Records contained in a dataset
····················
PR #254, opened 2017-03-15
Fix code example for "Using generic methods"

ben4ever:
This fixes the following:
1. The proper syntax for the assign-if-null operator is `??=` instead of `?=`.
2. `??=` cannot be used in combination with declaring a variable (i.e. within the same statement). The reason for this might be because the variable is always `null` at the point of declaration anyway.

### DIFF
--- a/src/_guides/language/language-tour.md
+++ b/src/_guides/language/language-tour.md
@@ -3373,7 +3373,8 @@ A newer syntax, called _generic methods_, allows type arguments on methods and f
 {% prettify dart %}
 [[highlight]]T[[/highlight]] first[[highlight]]<T>[[/highlight]](List<[[highlight]]T[[/highlight]]> ts) {
   // ...Do some initial work or error checking, then...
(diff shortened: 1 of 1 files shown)


kwalrath:
Is there a discussion of this change somewhere? I'd like to know more about it.

ben4ever:
Sorry, I didn't provide any information in my first comment. I just updated the comment now.

kwalrath:
Looking at the [dartpad](https://dartpad.dartlang.org/a02c53b001977efa4d803109900f21bb) referred to just above the sample code, it should indeed be `=` instead of `?=`.

Good catch! Would you mind changing the PR?

ben4ever:
Ah right, didn't even notice that link to the dartpad example.

I simply changed the `?=` to `=` now. Or did you want me to include the
```dart
  if (!(ts?.length > 0)) {
    // ts is null or empty
    return null;
  }
```
part as well for a more extensive example?

kwalrath:
How you have it now is good. Thanks very much!

Issue #249, opened 2017-03-10
Add redirects for most common 404s


kwalrath:
Add redirects for these pages:

* /docs/dart-up-and-running/contents/ch01
* /articles/mocking-with-dart (and/or edit the referrer, http://stackoverflow.com/questions/20477587/mocking-with-dart-how-to-test-that-a-function-passed-as-a-parameter-was-called)
* /editor

kwalrath:
https://www.dartlang.org/articles/mocking-with-dart still gives a 404. (But the stack overflow article has been updated, so that's good.)

PR #263, opened 2017-04-01
Add redirects.

Sfshaza:
Fixes https://github.com/dart-lang/site-www/issues/249

Please review, @kwalrath

### DIFF
--- a/firebase.json
+++ b/firebase.json
@@ -452,7 +452,7 @@
       },
       {
         "source": "/docs/dart-up-and-running/contents/ch02",
-        "destination": "/resources/books",
+        "destination": "/guides/language/language-tour",
         "type": 301
       },
       {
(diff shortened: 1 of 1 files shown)


firebase.json
```diff
@@ -446,6 +451,11 @@
         "type": 301
       },
       {
+        "source": "/docs/dart-up-and-running/contents/ch02",
+        "destination": "/resources/books",
```
kwalrath: Shouldn't the destination be /guides/language/language-tour, just like the next redirect?

kwalrath:
Thanks for doing this! Have you staged this?

firebase.json
filiph: pinging @Sfshaza

Sfshaza:
Thanks for reminding me about this, @filiph!

PR #586, opened 2018-02-16
Enable no-implicit-casts: bug fix, and non-user-visible code changes

chalin:
These are code fixes necessary once the analyzer option `implicit-casts` is set to false. This helped identify one code bug, which has been fixed. Essentially, no other code change is visible in the docs (modulo Gists which aren't being updated for minor changes), either because the change was done to test code, or because a replace expressions was added to a code-excerpt instruction.


examples/misc/lib/effective_dart/usage_bad.dart
```diff
@@ -13,10 +13,9 @@ void miscDeclAnalyzedButNotTested() {
     // #enddocregion adjacent-strings-literals
   }
 
-  (name, year, birth) {
+  (String name, num year, num birth) {
     // #docregion string-interpolation
-    'Hello, ' + name + '! You are ' + (year - birth) + ' y...';
-
+    'Hello, ' + name + '! You are ' + (year - birth).toString() + ' y...';
```
chalin: This code excerpt was actually invalid, given that it is assumed `year` and `birth` are numbers (`.toString()` was missing).

PR #587, opened 2018-02-16
Enable no-implicit-casts: code fixes that are user visible

chalin:
@kwalrath - I'd like to set strong mode `implicit-casts` to false for the example code. It has already helped identify a bug in our effective Dart code (see #586).

#586 included the bug fix and non-user-visible changes.

I've kept user visible changes for this PR (actually, only the language tour is affect). The changes are minor, but worth it IMHO. PTAL

### DIFF
--- a/src/_guides/language/language-tour.md
+++ b/src/_guides/language/language-tour.md
@@ -2601,7 +2601,7 @@ initializers with commas.
 {% prettify dart %}
 // Initializer list sets instance variables before
 // the constructor body runs.
-Point.fromJson(Map json)
+Point.fromJson(Map<String, num> json)
     : x = json['x'],
       y = json['y'] {
   print('In Point.fromJson(): ($x, $y)');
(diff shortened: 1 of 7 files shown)


src/_guides/language/language-tour.md
```diff
@@ -2601,7 +2601,7 @@ initializers with commas.
 {% prettify dart %}
 // Initializer list sets instance variables before
 // the constructor body runs.
-Point.fromJson(Map json)
+Point.fromJson(Map<String, num> json)
```
kwalrath: This is OK for now, but we're going to need to introduce generics earlier. I'll file an issue.

src/_guides/language/language-tour.md
```diff
@@ -2630,7 +2630,7 @@ class Point {
   final num y;
   final num distanceFromOrigin;
 
-  Point(x, y)
+  Point(num x, num y)
```
kwalrath: This looked really weird at first, but now I get it. (You aren't referring to the instance variables here; it looks weird because this isn't idiomatic Dart.)

PR #590, opened 2018-02-20
Strong mode code excerpt tests for main page

chalin:
Contributes to #407 

### DIFF
--- a/examples/misc/lib/language_tour/built_in_types.dart
+++ b/examples/misc/lib/language_tour/built_in_types.dart
@@ -6,6 +6,7 @@ void miscDeclAnalyzedButNotTested() {
     // #docregion integer-literals
     int x = 1;
     int hex = 0xDEADBEEF;
+    // ignore_for_file: 2, integer_literal_out_of_range
     int bigInt = 34653465834652437659238476592374958739845729;
     // #enddocregion integer-literals
   }
--- a/src/_guides/language/sound-dart.md
+++ b/src/_guides/language/sound-dart.md
@@ -215,7 +215,7 @@ The return type of a method in a subclass must be the same type or a
 subtype of the return type of the method in the superclass. Consider
 the getter method in the Animal class:
 
-<?code-excerpt "strong/lib/animal.dart (Animal-wo-eat)" replace="/Animal get.*/[!$&!]/g"?>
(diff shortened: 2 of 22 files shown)


src/_guides/language/sound-dart.md
```diff
@@ -601,31 +620,9 @@ In the following example, you can substitute
...
-  // Was: List<Cat> myCats = new List<Cat>();
-  List<Cat> myCats = new List<[!MaineCoon!]>();
-  Cat muffin = new Cat();
-  Cat winky = new Cat();
-  Cat bongo = new Cat();
-  myCats.addAll([muffin, winky, bongo]);
-
-  feedAnimals(myCats);
-}
+List<Cat> myCats = new List<[!MaineCoon!]>();
```
kwalrath: Before this, please add the comment that was there before:

```
  // Was: List<Cat> myCats = new List<Cat>();
```

examples/misc/lib/language_tour/built_in_types.dart
```diff
@@ -6,6 +6,7 @@ void miscDeclAnalyzedButNotTested() {
     // #docregion integer-literals
     int x = 1;
     int hex = 0xDEADBEEF;
+    // ignore_for_file: 2, integer_literal_out_of_range
     int bigInt = 34653465834652437659238476592374958739845729;
```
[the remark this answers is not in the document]
chalin: Good question. How about we keep it for this PR, and then generally decide how to document https://github.com/dart-lang/sdk/blob/master/sdk/lib/core/bigint.dart?

src/_guides/language/sound-dart.md
chalin: Sure but I don't think that it is relevant to the presentation. What is being contrasted in the code excerpt is the type argument to `List` on the LHS vs. the type argument to `List` on the RHS.

I'll leave out the comment for now and I'll revisit later if you feel the need.

kwalrath: The text "In the following example, you can substitute new List<Cat>() with new List<MaineCoon>()" refers to code (new List<Cat>()) that I actually looked above to find, since it seemed to be saying that I'd seen that code before.

chalin: Ah, you are right. #607 fixes that. (Given that #607 is a minor fix to this approved PR, I'll assume that it is ok to merge it once Travis is green.)

PR #592, opened 2018-02-21
 Reinstate Install Dart button + warn Flutter devs

### LINKED ISSUE #576: Install link should be more prominent on the home page
If I'm in a hurry I'd like to be able to visit dartlang.org and ctrl-f "install" and find what I'm looking for.

chalin:
This PR reinstates the frontpage Install Dart button which had been removed in #533. It also adds a clear visual warning for Flutter devs.

Fixes #576 

Staged at:
- https://dartlang-org-staging-0.firebaseapp.com
- https://dartlang-org-staging-0.firebaseapp.com/install

---

Here is the alert for Flutter devs:
> screen shot 2018-02-21 at 11 37 08

### DIFF
--- a/src/_assets/stylesheets/main.scss
+++ b/src/_assets/stylesheets/main.scss
@@ -985,6 +985,7 @@ li.card {
 .alert-with-image {
   display: table-row;
   > img {
+    margin-right: $content-padding * 2;
     width: $font-size-base * 3;
     @media(max-width: $screen-xs-min) { display: none; }
   }
--- a/src/_assets/stylesheets/main.scss
+++ b/src/_assets/stylesheets/main.scss
@@ -983,12 +983,15 @@ li.card {
 }
 
 .alert-with-image {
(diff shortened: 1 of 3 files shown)


chalin:
> If you want to use Dart for web or server-side development, install...

Done.

As for the sentence length, it seems ok to me (a tad on the long side IMHO, but still ok). WDYT?

kwalrath:
I think we can be even clearer for Flutter developers. Maybe:

**Important:** The Flutter SDK contains Dart. To develop Flutter apps, **don't install the Dart SDK separately.** Instead, [install Flutter]() or [upgrade Flutter]().

kwalrath:
(And I think you're right about sentence length: it's long but still OK.)

kwalrath:
Also... I don't think it should hold up this PR, but we should get a version of the Flutter logo that has a transparent background. @wmleler does such a beast exist?

PR #597, opened 2018-02-22
Add list of Dart 2 resources

kwalrath:
People were having trouble finding some of these, so I collected all the links that were already in the Dart 2 page (plus some) and listed them at the end.

Staged at: https://kw-www-dartlang-1.firebaseapp.com/dart-2#resources

/cc @anders-sandholm @kevmoo @filiph


anders-sandholm:
Awesome - thanks for putting the list together.

PR #623, opened 2018-03-03
Fixes typo: `substract` => `subtract`.

sxn:
Fixes a small typo on the [sound dart](https://www.dartlang.org/guides/language/sound-dart) page.


chalin:
Good catch, thanks!

PR #625, opened 2018-03-04
Remove toc from tutorials main page

### LINKED ISSUE #624: 'Dart Tutorials' page UI Issue
From URL: https://www.dartlang.org/tutorials

image

The menu bar on the right side has UI issue.
#toc .nav li {
    border-left: 3px solid #111111; //must be removed.
}

chalin:
Fixes #624

### DIFF
--- a/src/_guides/index.md
+++ b/src/_guides/index.md
@@ -1,7 +1,6 @@
 ---
-layout: default
-title: "Guides"
-description: "Read about the Dart language and libraries with this collection of guides."
+title: Guides
+description: Read about the Dart language and libraries with this collection of guides.
 permalink: /guides
 toc: false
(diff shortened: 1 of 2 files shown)


kwalrath:
That fixes the problem for this page, but I think there's a larger design issue of whether you should have that doubly thick line in the TOC. I'll file an issue.

chalin:
IMHO, the issue wasn't with the double line (which is there to indicate which subheading is active), it was because the cards contain headings and the sidenav was trying to show then as active.

kwalrath:
I interpreted it differently, based on CSS snippet and the orange rectangle around the line. @krishnatandon1208, could you tell us what you meant?

Issue #620, opened 2018-03-01
Rows are too close together in IDE list


kwalrath:
https://www.dartlang.org/tools needs more vertical space between rows.

PR #627, opened 2018-03-04
Add space between rows in IDE list

aymyers:
Add padding-bottom of 15px to IDE list items so they aren't so close together on https://www.dartlang.org/tools

In response to issue #620

### DIFF
--- a/src/_assets/stylesheets/main.scss
+++ b/src/_assets/stylesheets/main.scss
@@ -710,6 +710,7 @@ main .content {
   column-gap: 0;
   li {
     page-break-inside: avoid;
+    padding-bottom: 15px;
   }
 }
 .col3 {
--- a/src/_assets/stylesheets/main.scss
+++ b/src/_assets/stylesheets/main.scss
@@ -708,9 +708,11 @@ main .content {
   list-style: none;
   column-count: 2;
   column-gap: 0;
+  padding-left: $font-size-base / 2;
   li {
     page-break-inside: avoid;
-    padding-bottom: 15px;
+    padding: $font-size-base / 2;
+    font-size: smaller;
   }
 }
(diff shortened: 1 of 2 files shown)


src/_assets/stylesheets/main.scss
```diff
@@ -710,6 +710,7 @@ main .content {
   column-gap: 0;
```
chalin: For `.col2` I'd suggest adding:
```css
  padding-left: $font-size-base / 2;
```

src/_assets/stylesheets/main.scss
```diff
@@ -710,6 +710,7 @@ main .content {
...
   li {
     page-break-inside: avoid;
+    padding-bottom: 15px;
```
chalin: I'd prefer
```css
    padding: $font-size-base / 2;
    font-size: smaller;
```

chalin:
The extra CSS style changes above give make this look like this on mobile:

> screen shot 2018-03-04 at 15 50 23


A few other things we can do to clean this up (@aymyers, you don't have to do these unless you'd like the extra challenge :):

- Add `class="no-automatic-external"` to the anchors; that view is busy enough without the external link icon.
- Convert the `<ul>` HTML list markup to markdown. To add a class to the list, put `{:.col2}` just before the first markdown list entry.

@kwalrath - WDYT about this extra suggestions. @aymyers - feel free to ignore these suggestions (certainly at least until @kwalrath chims in).

chalin:
@kwalrath - I'll merge now. We can make any further adjustments in a followup PR.

kwalrath:
Thanks very much for the contribution, @aymyers!

aymyers:
You're welcome!

PR #648, opened 2018-03-12
Update language-tour.md

### LINKED ISSUE #572: In Dart 2, first arg to assert() can't be a function
See dart-lang/sdk#30326.

I think the only affected doc is the last paragraph of https://www.dartlang.org/guides/language/language-tour#assert.

anders-sandholm:
Update assert description to only allow expressions of type boolean (and not allow functions).
Fixes #572.

### DIFF
--- a/src/_guides/language/language-tour.md
+++ b/src/_guides/language/language-tour.md
@@ -2122,8 +2122,8 @@ a post on http://news.dartlang.org.] -->
 </div>
 
 The first argument to `assert` can be any expression that
-resolves to a boolean value or to a function. If the expression’s value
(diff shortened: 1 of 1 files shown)


Sfshaza:
LGTM

kwalrath:
Should we make a point of updating the other branch to say this change will be coming? (If so, we shouldn't close the bug, but note that the dart 1 docs should be updated.)

chalin:
> Should we make a point of updating the other branch to say this change will be coming?

It has been my understanding that we only make changes to the 1.x branch if something is "broken".

anders-sandholm:
Merging then.

PR #665, opened 2018-03-14
Updating front page with Dart 2 core tenets

anders-sandholm:
Replace the old core goals with Dart 2's new core tenets.

@timsneath @dgrove FYI and/or for feedback.  

FWIW, I'm planning on an additional PR adding a section on "Client-Side Uses of Dart" mentioning/showcasing Flutter and Webdev.

### DIFF
--- a/src/index.html
+++ b/src/index.html
@@ -1,7 +1,7 @@
 ---
 layout: homepage
 title: Dart programming language
-description: Dart is an application programming language that’s easy to learn, easy to scale, and deployable everywhere.
+description: Dart is a language uniquely optimized for client-side development for web and mobile.
 ---
 <section id="code-sample-section">
 <div class="container">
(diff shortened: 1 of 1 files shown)


kwalrath:
I've staged this: https://kw-staging-dartlang-2.firebaseapp.com

src/index.html
```diff
@@ -78,22 +78,39 @@ <h4><a href="https://pub.dartlang.org/">Dart packages</a></h4>
     <div class="row">
       <div class="col-sm-5 col-lg-4">
         <div class="content">
-          <h1>Core goals</h1>
+          <h1>Dart’s Core Tenets</h1>
```
kwalrath: "Tenets" doesn't seem like a word most people know. What's wrong with "goals"?

src/index.html
```diff
@@ -78,22 +78,39 @@ <h4><a href="https://pub.dartlang.org/">Dart packages</a></h4>
...
+          <p>Client developers have to think about three platforms today: iOS, Android, and Web. The language needs to work 
+            well on all of them.</p>
+          <p>Dart supports compilation to native code (ARM, x86, etc.) for fast mobile performance as well as transpilation 
+            to efficient JavaScript for the web.</p>
+          <h2>Approachable</h2>
+          <p>The language can’t stray too far from the familiar if it wishes to be relevant for millions of developers.</p>
+          <p>Dart is approachable to many existing developers, thanks to its unsurprising object-oriented aspects and syntax 
+            that — according to our users — allows any C++, C#, Objective-C, or Java developer to be productive in a matter 
+            of days.</p>
+          <h2>Reactive</h2>
```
····················
**Exercise description**
Of the lines in the data, report each one containing the string "well".

**Exercise response**
part as well for a more extensive example?
+            well on all of them.</p>
+          <p>Dart supports compilation to native code (ARM, x86, etc.) for fast mobile performance as well as transpilation 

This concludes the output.